Problem details:
Copy out, from the entries below, each line holding the string "pick".

Top of Information shown

PR #129, opened 2021-04-02
Add storage schema

wiktork:
Also fix some bugs

### DIFF
--- a/src/Microsoft.Diagnostics.Monitoring.RestServer/StorageOptions.cs
+++ b/src/Microsoft.Diagnostics.Monitoring.RestServer/StorageOptions.cs
@@ -4,6 +4,7 @@
 
 using System;
 using System.Collections.Generic;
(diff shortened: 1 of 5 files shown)


src/Microsoft.Diagnostics.Monitoring.RestServer/StorageOptions.cs
```diff
@@ -15,6 +16,7 @@ namespace Microsoft.Diagnostics.Monitoring.RestServer
 {
     internal class StorageOptions
     {
+        [Display(Description = "The location for temporary artifacts, such as dump files. Defaults to the temp folder.")]
```
jander-msft, line 19: I know I'm being pedantic, but since it is named `DumpTempFolder`, it should be the temp folder ONLY for dump files.

jander-msft (approved):

Issue #127, opened 2021-04-02
Investigate: Does schema.json need a "$schema" property?


jander-msft:
In VS Code, the following warning is shown when using the schema in the settings.json file:
![schema](https://user-images.githubusercontent.com/17344677/113441239-ce4bef00-93a2-11eb-85bd-1cbfa23198dd.png)

This is a benign error and the IntelliSense seems to work.

Should we add a "$schema" property to the schema to avoid the error? Does leaving a "$schema" property in the settings.json file cause issues with the configuration system consuming the settings.json file (if it does, then maybe we don't want to add "$schema" to the schema)?

cc @wiktork, @shirhatti

wiktork:
I believe this is by design. See https://code.visualstudio.com/Docs/languages/json#_mapping-in-the-json

jander-msft:
JSON Schema has $schema as a property of their self-describing schema: https://json-schema.org/draft/2020-12/meta/core

https://json-schema.org/draft/2020-12/json-schema-core.html#rfc.section.8.1.1 also says that "The "$schema" keyword SHOULD be used in the document root schema object"

jander-msft:
> I believe this is by design. See https://code.visualstudio.com/Docs/languages/json#_mapping-in-the-json

So then would our recommendation be this? https://code.visualstudio.com/Docs/languages/json#_mapping-in-the-user-settings

jander-msft:
I think we should add it to the schema so long as it doesn't mess with the configuration system. I assume that the JSON deserialization is smart enough to know that $schema is not actually part of the objects.

wiktork:
Based on another discussion, we likely want the user to freely merge other configuration into this file anyway, so I am relaxing the schema to allow other properties.

Issue #23, opened 2020-02-26
Create a configuration schema for dotnet-monitor


shirhatti:

shirhatti:
I took an initial stab at it by basing it off the ASP.NET schema. Try:

```json
{
  "$schema": "https://gist.githubusercontent.com/shirhatti/880c71e47dc95d9099df1b240119850f/raw/d72b3d32d6554d9a9ce88ed0dbef06b894476cbe/settings.json"
}
```

shirhatti:
https://aka.ms/dotnet-monitor-schema

shirhatti:
I just realized this schema doesn't include ASP.NET Core schema. No completions for any kestrel server options 😭

jander-msft:
> I just realized this schema doesn't include ASP.NET Core schema. No completions for any kestrel server options 😭

I wonder if we can do something like:
```
{
  "allOf": [
    { "$ref": "<address of asp.net schema so we don't have to do it ourselves>" },
    { <dotnet-monitor specific schema> }
  ]
}
```

for the dotnet-monitor schema.

jander-msft:
I looked at https://github.com/SchemaStore/schemastore/blob/master/src/schemas/json/appsettings.json as an example, and it's got a lot more than we'd want (also 3rd party properties) and yet doesn't have enough of the more standard properties, such as console logging and event logging objects. So maybe we do need to maintain our own self-contained schema with the more common ASP.NET Core properties.

wiktork:
I think we're approaching this the wrong way; us maintaining or referencing asp.net schema shouldn't be necessary. We should:
- Rely on tools to support multiple schemas. (And probably make sure we are not restrictive in our schema if users want to combine settings)
- Possibly support more than 1 settings file, to make it easier to configure disparate settings.

wiktork:
Sample multi-schema in vs code settings:
    "json.schemas": [
    {
        "fileMatch": [
            "settings.json"
        ],
        "url": "https://aka.ms/dotnet-monitor-schema",

    },
    {
        "fileMatch": [
            "settings.json"
        ],
        "url": "https://json.schemastore.org/appsettings"
    }
    ],

jander-msft:
I tried searching a bit for how to do something similar in Visual Studio (not Code) and all I've been able to find is specifying $schema in the json file.

kelltrick:
Close this and make a new issue to track the additional kestrel schema work. @wiktork

PR #131, opened 2021-04-02
Change default values for top level properties.

wiktork:
- Also relax schema restrictions
#127 
#23

### DIFF
--- a/src/Tests/Microsoft.Diagnostics.Monitoring.ConfigurationSchema/SchemaGenerator.cs
+++ b/src/Tests/Microsoft.Diagnostics.Monitoring.ConfigurationSchema/SchemaGenerator.cs
@@ -16,10 +16,23 @@ namespace Microsoft.Diagnostics.Monitoring.ConfigurationSchema
             schema.Id = @"https://www.github.com/dotnet/dotnet-monitor";
             schema.Title = "DotnetMonitorConfiguration";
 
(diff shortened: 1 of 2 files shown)


jander-msft (approved):
If you can, I'd like to see the following have defaults as well:
- Egress.Providers has a default of {}
- Egress.Properties has a default of {}

src/Tests/Microsoft.Diagnostics.Monitoring.ConfigurationSchema/SchemaGenerator.cs
```diff
@@ -16,11 +16,24 @@ public string GenerateSchema()
...
 
+            //Allow other properties in the schema.
+            schema.AdditionalPropertiesSchema = JsonSchema.CreateAnySchema();
+
             //HACK Even though Properties is defined as JsonDataExtension, it still emits a property
             //called 'Properties' into the schema, instead of just specifying additionalProperties.
             //There is likely a more elegant way to fix this.
             schema.Definitions[nameof(EgressProvider)].Properties.Remove(nameof(EgressProvider.Properties));
 
+            //TODO Figure out a better way to add object defaults
```
jander-msft, line 27: Probably could create a ISchemaProcessor that applies this default to any property that is an object and doesn't have a default value. But you don't have to do this now.

PR #154, opened 2021-04-12
Validate that diagnostic port endpoint name is specified if running in listen mode.

jander-msft:
If listen connection mode is specified via configuration without specifying the diagnostic port name, the reversed server will silently fail to bind, thus no applications can be discovered and the user has no indication of the failure.

This change validates that the diagnostic port endpoint name is specified if running in listen mode. If not specified, the tool will fail to startup and the validation failures are sent through logging:

```
21:48:42 crit: Microsoft.Diagnostics.Tools.Monitor.DiagnosticsMonitorCommandHandler[20]
      In 'Listen' mode, the diagnostic port endpoint name must be specified.
```


jander-msft:
@dotnet/dotnet-monitor, if exception stack is too much, I can catch the OptionsValidationException, write out its message, and have the tool exit.

wiktork (approved):

PR #156, opened 2021-04-12
Additional model validation and content type fixes.

jander-msft:
Add content type when custom action result has exception.
Set Bad Request content type only to application/problem+json.

This is a cherry-pick of #148

### DIFF
--- a/src/Microsoft.Diagnostics.Monitoring.RestServer/ProducesWithProblemDetailsAttribute.cs
+++ b/src/Microsoft.Diagnostics.Monitoring.RestServer/ProducesWithProblemDetailsAttribute.cs
@@ -1,0 +1,46 @@
+﻿// Licensed to the .NET Foundation under one or more agreements.
+// The .NET Foundation licenses this file to you under the MIT license.
+// See the LICENSE file in the project root for more information.
+
+using Microsoft.AspNetCore.Mvc;
+using Microsoft.AspNetCore.Mvc.Filters;
+using System;
+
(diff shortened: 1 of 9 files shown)


src/Microsoft.Diagnostics.Monitoring.RestServer/ProducesWithProblemDetailsAttribute.cs
```diff
@@ -0,0 +1,46 @@
...
+        public ProducesWithProblemDetailsAttribute(string contentType, params string[] additionalContentTypes)
+            : base(contentType, additionalContentTypes)
+        {
+        }
+
+        public override void OnResultExecuting(ResultExecutingContext context)
+        {
+            if (context.Result is BadRequestObjectResult badRequestResult && badRequestResult.Value is ProblemDetails)
+            {
+                badRequestResult.ContentTypes.Add(RestServer.ContentTypes.ApplicationProblemJson);
```
kelltrick, line 38: Does `[Result].ContentTypes` describe all the MIME types of the current response or all possible responses from this API.

kelltrick (approved):

src/Microsoft.Diagnostics.Monitoring.RestServer/ProducesWithProblemDetailsAttribute.cs
jander-msft: It describes the allowable content types of the returned response instance. There are other attributes that can modify the applicable list of content types (typically its just the ProducesAttribute, but we're overriding the behavior here).

PR #157, opened 2021-04-12
Validate that diagnostic port endpoint name is specified if running in listen mode.

jander-msft:
* Validate that diagnostic port endpoint name is specified if running in listen mode.

* Send options validation failures through logging.

This is a cherry-pick of #154

### DIFF
--- a/src/Tools/dotnet-monitor/DiagnosticsMonitorCommandHandler.cs
+++ b/src/Tools/dotnet-monitor/DiagnosticsMonitorCommandHandler.cs
@@ -11,6 +11,8 @@ using Microsoft.Diagnostics.Monitoring.RestServer;
 using Microsoft.Extensions.Configuration;
 using Microsoft.Extensions.DependencyInjection;
 using Microsoft.Extensions.Hosting;
+using Microsoft.Extensions.Logging;
+using Microsoft.Extensions.Options;
 using System;
 using System.Collections.Generic;
 using System.CommandLine;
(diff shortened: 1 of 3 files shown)


src/Tools/dotnet-monitor/DiagnosticsMonitorCommandHandler.cs
```diff
@@ -68,13 +70,33 @@ public async Task<int> Start(CancellationToken token, IConsole console, string[]
...
+            catch (OptionsValidationException ex)
+            {
+                host.Services.GetRequiredService<ILoggerFactory>()
+                    .CreateLogger(typeof(DiagnosticsMonitorCommandHandler))
+                    .OptionsValidationFailure(ex);
+                return -1;
+            }
+            finally
+            {
+                if (host is IAsyncDisposable asyncDisposable)
```
kelltrick, line 91: Does C#'s `await using (...)` do this same logic and accept an `IDisposable` or `IAsyncDisposable`, or does it require an `IAsyncDisposable`?

kelltrick (approved):

src/Tools/dotnet-monitor/DiagnosticsMonitorCommandHandler.cs
jander-msft: I'll give that a try, but I believe that `await using` requires it to implement IAsyncDisposable.

jander-msft: Results in compilation error CS8417.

Bottom of Information shown

Expected output:
This is a cherry-pick of #148
This is a cherry-pick of #154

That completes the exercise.